Lemon and Meringue Cheesecake
Ingredients
For the crust:
200g shortbread biscuits (Petit Beurre or Speculoos type)
80g melted butter
For the cheesecake batter:
500g cream cheese (Philadelphia or St Môret)
100g sugar
Grated zest of 2 untreated lemons
Juice of 2 lemons (about 60ml)
3 eggs
150g double cream or heavy cream
🔸 For the Italian meringue:
2 egg whites
100g sugar
3 tbsp water
Preparation
- Biscuit base
Preheat your oven to 160°C (fan-assisted).

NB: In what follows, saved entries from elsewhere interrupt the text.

PR #9357, opened 2024-02-22
Revert #8979 to patch `ocs-storagecluster` again instead of the noobaa CR at `test_disable_nb_lb` 

sagihirshfeld:
Fixes: #7656

This PR is just the appliance of `git revert` on #8979

I'm not sure why the back-and-forth changes were made in the first place, but this seems to be the procedure that works now and it matches the documentation: [Chapter 15. Disabling Multicloud Object Gateway external service after deploying OpenShift Data Foundation](https://access.redhat.com/documentation/en-us/red_hat_openshift_data_foundation/4.14/html/troubleshooting_openshift_data_foundation/disabling-multicloud-object-gateway-external-service-after-deploying-openshift-datat-foundation_rhodf#:~:text=When%20you%20deploy%20OpenShift%20Data,variable%20in%20the%20storagecluster%20CRD.)

Required backports:

- [ ] 4.15

### DIFF
--- a/tests/functional/object/mcg/test_s3_routes.py
+++ b/tests/functional/object/mcg/test_s3_routes.py
@@ -146,18 +146,18 @@ class TestS3Routes:
         """
 
         def finalizer():
-            noobaa_ocp_obj = ocp.OCP(
-                kind="noobaa",
+            storagecluster_obj = ocp.OCP(
+                kind=constants.STORAGECLUSTER,
                 namespace=config.ENV_DATA["cluster_namespace"],
-                resource_name="noobaa",
+                resource_name=constants.DEFAULT_CLUSTERNAME,
             )
             try:
-                if noobaa_ocp_obj.data["spec"]["disableLoadBalancerService"]:
-                    lb_param = (
-                        '[{"op": "remove", "path": "/spec/disableLoadBalancerService"}]'
-                    )
+                if storagecluster_obj.data["spec"]["multiCloudGateway"][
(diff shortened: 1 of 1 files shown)


tests/functional/object/mcg/test_s3_routes.py
```diff
@@ -146,18 +146,18 @@ def revert_lb_service(self, request):
...
                 namespace=config.ENV_DATA["cluster_namespace"],
-                resource_name="noobaa",
+                resource_name=constants.DEFAULT_CLUSTERNAME,
             )
             try:
-                if noobaa_ocp_obj.data["spec"]["disableLoadBalancerService"]:
-                    lb_param = (
-                        '[{"op": "remove", "path": "/spec/disableLoadBalancerService"}]'
-                    )
+                if storagecluster_obj.data["spec"]["multiCloudGateway"][
```
DanielOsypenko, line 155: do you want to get KeyError if the StorageCluster does not have `multiCloudGateway` and nested `disableLoadBalancerService` ? if not we need to use .get()

sagihirshfeld: Getting a `KeyError` here from either would be ok since both would mean that `disableLoadBalancerService` is gone. However, we're expecting `storagecluster_obj.data["spec"]["multiCloudGateway"]` not to throw a KeyError since OCS-CI patches some nested properties to it during/right after deployment.

PR #9408, opened 2024-03-01
create s3cli in separate NS

vavuthu:
Currently awscli_pod_fixture is creating s3cli and statefulset in openshift-storage and cleaning the same resources irrespective which testcase is created. since resource are deleted during setup, when running testcases throuh ITR, test cases are failing.

### DIFF
--- a/tests/conftest.py
+++ b/tests/conftest.py
@@ -127,6 +127,7 @@ from ocs_ci.utility.utils import (
     get_default_if_keyval_empty,
     get_ocs_build_number,
     get_openshift_client,
+    get_random_str,
     get_testrun_name,
     load_auth_config,
     ocsci_log_path,
@@ -2511,6 +2512,7 @@ def awscli_pod_client_session(
 def awscli_pod_fixture(request, scope_name):
     """
     Creates a new AWSCLI pod for relaying commands
+
     Args:
         scope_name (str): The name of the fixture's scope,
         used for giving a descriptive name to the pod and configmap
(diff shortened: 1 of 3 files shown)


vavuthu:
thanks @prsurve for chnaging permissions to objects in s3-cli-with-test-objects-multiarch image and pushing with 4.0 tag

tests/conftest.py
```diff
@@ -2517,12 +2519,18 @@ def awscli_pod_fixture(request, scope_name):
         pod: A pod running the AWS CLI
 
     """
+    project = f"namespace-{get_random_str()}"
```
sagihirshfeld, line 2522: Please prefix the name with "s3cli" to make it easy to find

tests/conftest.py
```diff
@@ -2517,12 +2519,18 @@ def awscli_pod_fixture(request, scope_name):
...
+            ocp_obj.delete_project(project)
 
-    request.addfinalizer(awscli_pod_cleanup)
+    request.addfinalizer(lambda: delete_project(namespace=project))
+    request.addfinalizer(lambda: awscli_pod_cleanup(namespace=project))
 
-    log.info("Cleaning up any previous AWS CLI resources")
-    awscli_pod_cleanup()
-    return create_awscli_pod(scope_name)
+    ocp_obj.new_project(project)
```
sagihirshfeld, line 2532: This has a side effect of changing the default project to the newly created one. I don't think we're running any oc commands without specifying the namespace/project in ocs-ci, but please change the default project back to `ENV_DATA["cluster_namespace"]` to be on the safe side.

vavuthu: done

sagihirshfeld: Using `ocp.switch_to_default_rook_cluster_project` in the finalizer means that we'd only switch back to the default namespace after the tests that use this fixture are done, or at the end of the session when we're using this fixture with the session scope. 

Using this method right after the creation of the new project instead should guarantee we avoid this side effect:
```
    request.addfinalizer(lambda: delete_project(namespace=project))
    request.addfinalizer(lambda: awscli_pod_cleanup(namespace=project))

    ocp_obj.new_project(project)
    ocp.switch_to_default_rook_cluster_project()
```

vavuthu: done

sagihirshfeld (approved):
LGTM

petr-balogh (approved):

PR #9415, opened 2024-03-04
Deploy ODF BM cluster via UI

OdedViner:
```
--cluster-path ~/ClusterPath -m deployment --ocp-version 4.15 --ocs-version 4.15 --ocsci-conf conf/ocsci/ui_deployment.yaml --ocsci-conf conf/ocsci/myconfig.yaml --ocsci-conf conf/ocsci/skip_ocp_deploy.yaml --ocsci-conf  conf/deployment/baremetal/upi_1az_rhcos_nvme_intel_3m_3w.yaml --cluster-name cluster tests/ --deploy
```

### DIFF
--- a/ocs_ci/ocs/ui/deployment_ui.py
+++ b/ocs_ci/ocs/ui/deployment_ui.py
@@ -464,9 +464,6 @@ class DeploymentUI(PageNavigator):
                 self.dep_loc["choose_openshift-storage_project"], enable_screenshot=True
             )
 
-    def add_disk_for_bm_platform(self):
-        pass
-
     def install_ocs_ui(self):
         """
         Install OCS/ODF via UI.
@@ -474,9 +471,7 @@ class DeploymentUI(PageNavigator):
         """
         if config.DEPLOYMENT.get("local_storage"):
             create_optional_operators_catalogsource_non_ga()
-            if config.ENV_DATA.get("platform") == constants.BAREMETAL_PLATFORM:
-                self.add_disk_for_bm_platform()
-            elif config.ENV_DATA.get("platform") == constants.VSPHERE_PLATFORM:
+            if config.ENV_DATA.get("platform") == constants.VSPHERE_PLATFORM:
                 add_disk_for_vsphere_platform()
         self.install_local_storage_operator()
         self.install_ocs_operator()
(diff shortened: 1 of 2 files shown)


ocs_ci/ocs/ui/deployment_ui.py
```diff
@@ -224,8 +224,14 @@ def install_lso_cluster(self):
             self.do_click(
                 locator=self.dep_loc["all_nodes_create_sc"], enable_screenshot=True
             )
-        self.verify_disks_lso_attached()
-        self.do_click(self.dep_loc["next"], enable_screenshot=True)
+        if config.ENV_DATA.get("platform") != constants.BAREMETAL_PLATFORM:
+            self.verify_disks_lso_attached()
+            timeout_next = 60
+        else:
+            timeout_next = 600
```
ebenahar, line 231: this is a significant timeout. I suggest we poll the status of a certain resource that can indicate whether or not we can proceed to the next step

petr-balogh: Can you maybe elaborate why this is 10times more for BM deployment to go to next button?
Is it because it's not just clickable before and waiting till it's clickable or something like that?
Can we maybe wrap the line below with some retry on the specific exception with some e.g 30 seconds in between attempts to retry?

Blend the biscuits into a fine powder.
Add the melted butter, mix well, then press it into the bottom of a 20 cm (8 in) springform pan.
Chill for 15 minutes.
- Lemon Mixture
In a large bowl, beat the cream cheese with the sugar and lemon zest until smooth.
Add the eggs one at a time, whisking gently.
Fold in the crème fraîche and lemon juice. Mix well.
Pour the mixture over the biscuit base.
- Baking
Bake for 50 to 60 minutes at 160°C (320°F). The center should still be slightly wobbly.
Cool in the oven with the lid ajar, then chill for at least 4 hours, ideally overnight.
Italian Meringue (when ready to serve)
Heat the sugar and water in a small saucepan to 121°C (if you have a thermometer).
Meanwhile, beat the egg whites until stiff.
Drizzle the hot syrup over the egg whites, continuing to beat at medium speed.
Continue beating until completely cooled—you will have a glossy, stiff meringue.
Finishing
Spread or pipe the meringue over the chilled cheesecake.
Caramelize the meringue with a kitchen blowtorch (or briefly place it under a hot grill, keeping an eye on it).
Decorate with candied or grated lemon zest if desired.
Tips
For an even more lemony version, add a thin layer of lemon curd between the cheesecake and the meringue.
You can make mini lemon-meringue cheesecakes in individual circles or verrines.
Caramelize the meringue only at the last minute to maintain its crispness.